The framework employs selective distillation guided by three unsupervised trust
metrics: (1) Self-Consistency, which measures the stability of LLM-generated
rationales across multiple generations; (2) Class Entailment Alignment, which
assesses semantic coherence with patent-specific class definitions; and (3) LLM
Agreement Scoring, which validates rationale-label plausibility. These metrics
are integrated into a unified trust score that primarily weights training
samples while optionally filtering out extremely low-trust cases, enabling
reasoning-aware supervision.

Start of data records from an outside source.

PR #307, opened 2023-08-07
Close TCP connection after dlink_ready(false)

corneliusclaussen:
As far as I can see this should be sufficient to close the TCP connection gracefully. It will do so after read timeout (1 sec in normal TCP and 5 sec in TLS) and ensures that the connection is always closed when SLAC reports a dlink_ready(false) on unplug (or during pause)


SebaLukas (approved):
👍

Experiments on the USPTO-2M dataset, a widely used
benchmark for patent classification, show that our method outperforms
label-based learning and conventional distillation in accuracy, stability, and
interpretability, establishing a reliable paradigm for leveraging
reasoning-aware trust indicators in patent analytics.
Key Contributions
This paper introduces Self-Filtered Distillation, a novel framework for patent classification that treats LLM-generated rationales as trust signals rather than ground-truth supervision. It addresses the issue of noisy and unreliable LLM rationales by employing three unsupervised trust metrics (Self-Consistency, Class Entailment Alignment, LLM Agreement Scoring) to selectively distill knowledge, thereby improving training stability and reliability.
Business Value
Enhances the accuracy and reliability of automated patent classification systems, which can significantly reduce manual review costs and speed up the patent examination process for legal firms and patent offices.